Seasonal and Annual Averages#
Seasonal, Annual, and Water Year Averages#
This section introduces a generalized method to calculate seasonal means using a trailing running mean (i.e., aligned with the last month of the window). The method is flexible and supports the computation of:
Seasonal averages (e.g., DJF, NDJFM)
Annual averages (12-month running means)
Water year averages (October to September)
The function below includes masking for missing data coverage and an option to remove long-term trends.
📌 Function: calc_seasonal_mean()
(Trailing Mean Based on End Month)#
def calc_seasonal_mean(dat, window=5, end_month=1, min_coverage=0.9, dtrend=True):
"""
Calculate seasonal mean using a trailing running mean, extract the final month (e.g., Mar for NDJFM),
convert to year-lat-lon DataArray, apply minimum coverage mask, and optionally remove trend.
Parameters:
-----------
dat : xr.DataArray
Input data with dimensions (time, lat, lon) and datetime64 'time'.
window : int
Running mean window size (default is 5).
end_month : int
Target month used to extract seasonal means (final month of the trailing average).
min_coverage : float
Minimum fraction of year coverage required for masking (default 0.9).
dtrend : bool
If True, remove linear trend after applying coverage mask.
Returns:
--------
dat_out : xr.DataArray
Seasonal mean with dimensions (year, lat, lon), optionally detrended and masked.
"""
# Compute monthly anomalies
clm = dat.groupby("time.month").mean(dim="time")
anm = dat.groupby("time.month") - clm
# Apply trailing running mean
dat_rm = anm.rolling(time=window, center=False, min_periods=window).mean()
# Filter for entries where month == end_month
dat_tmp = dat_rm.sel(time=dat_rm["time"].dt.month == end_month)
# Extract year from the end_month timestamps
years = dat_tmp["time"].dt.year
# Create clean DataArray with dimensions ['year', 'lat', 'lon']
datS = xr.DataArray(
data=dat_tmp.values,
dims=["year", "lat", "lon"],
coords={
"year": years.values,
"lat": dat_tmp["lat"].values,
"lon": dat_tmp["lon"].values,
},
name=dat.name if hasattr(dat, "name") else "SeasonalMean",
attrs=dat.attrs.copy(),
)
# Remove edge years if all values are missing
for yr in [datS.year.values[0], datS.year.values[-1]]:
if datS.sel(year=yr).isnull().all():
datS = datS.sel(year=datS.year != yr)
# Apply coverage mask
valid_counts = datS.count(dim="year")
total_years = datS["year"].size
min_valid_years = int(total_years * min_coverage)
sufficient_coverage = valid_counts >= min_valid_years
datS_masked = datS.where(sufficient_coverage)
dat_out = datS_masked
# Optional detrending
if dtrend:
coeffs = datS_masked.polyfit(dim="year", deg=1)
trend = xr.polyval(datS_masked["year"], coeffs.polyfit_coefficients)
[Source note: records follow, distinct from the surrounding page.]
PR #354, opened 2012-03-23
Dependency cleanup

cstamas:
Some cleanup wrt variety of versions for same artifacts we use
across Nexus.

Is good to be merged, but eyeballs needed.

Got inspired by
http://www.jasonwhaley.com/blog/2012/03/21/dependency-convergence-in-maven/

Modules up to "lightweight" client is cleaned up (hence, Core is cleaned).

The enforcer is not quite working (light client deps), so did not include it here. Just the results it "caught".

### DIFF
--- a/nexus-runtime-platform/pom.xml
+++ b/nexus-runtime-platform/pom.xml
@@ -121,7 +121,7 @@
       <dependency>
         <groupId>org.codehaus.plexus</groupId>
         <artifactId>plexus-utils</artifactId>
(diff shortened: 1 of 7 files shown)


adreghiciu:
+1 CI?

cstamas:
Started CI:
https://builds.sonatype.org/view/nexus/job/nexus-oss-its-feature/293/

nabcos:
+1

PR #355, opened 2012-03-23
NEXUS-4986: Get rid of duplicated classes for parsing Artifact Versions

cstamas:
Metadata VersionComparator "redirected" to proper class, other one
deprecated.

Some context: the deprecated class came along with other Mercury (pre-Aether library) classes, as they were lifted into Nexus core.

The proper class came into core with Nexus 2.0, and is copied from Aether (see Javadoc) and is present as long as Maven support gets out of Core (Maven support should be in plugin just like any other repo implementations, keeping Core thin).


adreghiciu:
+1

nabcos:
+1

dat_out = datS_masked - trend
# Update attributes
dat_out.attrs.update(datS.attrs)
dat_out.attrs["note1"] = (
f"{window}-month trailing mean ending in month {end_month}. Year corresponds to {end_month}."
)
if dtrend:
dat_out.attrs["note2"] = f"Linear trend removed after applying {int(min_coverage * 100)}% data coverage mask."
else:
dat_out.attrs["note2"] = f"Applied {int(min_coverage * 100)}% data coverage mask only (no detrending)."
return dat_out
📌 Examples#
▶️ DJF Seasonal Mean (3-month average)#
# DJF: December–January–February, ending in February (month=2), window=3
dat_djf = calc_seasonal_mean(dat, window=3, end_month=2, dtrend=True)
print(dat_djf)
▶️ NDJFM Extended Seasonal Mean (5-month average)#
# NDJFM: November–March, ending in March (month=3), window=5
dat_ndjfm = calc_seasonal_mean(dat, window=5, end_month=3, dtrend=True)
print(dat_ndjfm)
▶️ Annual Mean#
# Calendar year average: 12-month mean ending in December (end_month=12)
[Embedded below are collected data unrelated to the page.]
PR #359, opened 2012-03-30
NEXUS-4985: AbstractGroupRepository#doRetrieveItem(ResourceStoreRequest) hides actual reason why something is not found in it's member

cstamas:
Changes:
- introduced "bookkeeping" for groups, made them not "swallow" member exceptions anymore
- REST API ?describe method changed to make use of this new information
- improvements for some exception messages
- improvements for some toString() methods (simply for easier debug)

### DIFF
--- a/nexus/nexus-api/src/main/java/org/sonatype/nexus/proxy/ItemNotFoundException.java
+++ b/nexus/nexus-api/src/main/java/org/sonatype/nexus/proxy/ItemNotFoundException.java
@@ -13,6 +13,7 @@
 package org.sonatype.nexus.proxy;
 
 import org.sonatype.nexus.proxy.repository.Repository;
+import org.sonatype.nexus.proxy.utils.RepositoryStringUtils;
 
 /**
  * Thrown if the requested item is not found.
@@ -34,6 +35,7 @@ public class ItemNotFoundException
      * @param path
      * @deprecated use a constructor that accepts a request!
      */
+    @Deprecated
     public ItemNotFoundException( String path )
     {
         this( path, null );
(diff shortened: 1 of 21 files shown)


nexus/nexus-api/src/main/java/org/sonatype/nexus/proxy/ItemNotFoundException.java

dat_annual = calc_seasonal_mean(dat, window=12, end_month=12, dtrend=True)
print(dat_annual)
▶️ Water Year Mean (Oct–Sep, ending in September)#
# Water year average (Oct–Sep), 12-month mean ending in September (end_month=9)
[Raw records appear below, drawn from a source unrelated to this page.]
PR #361, opened 2012-04-02
NXCM-3965: Adding new constructor to NoSuchRepositoryException

cstamas:
There are cases when we do want to throw NoSuchRepositoryException
but the actual repository ID for some reason is unknown (and is
irrelevant actually).


nabcos:
+1

peterlynch:
Do we really want exception messages that may read "Repository with ID="null" not found!"?

cstamas:
@peterlynch What would give you that kind of message?

peterlynch:
https://github.com/sonatype/nexus/pull/361/files#L0R32 was my concern but this is nothing new
+1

dat_wy = calc_seasonal_mean(dat, window=12, end_month=9, dtrend=True)
print(dat_wy)
📎 Note: The output DataArray has a new
year
coordinate instead oftime
. Each value corresponds to the year of the end month used in the seasonal averaging.
This function provides a unified way to extract meaningful long-period averages with optional quality control and trend removal. Adjust the window
and end_month
parameters to match your season definition.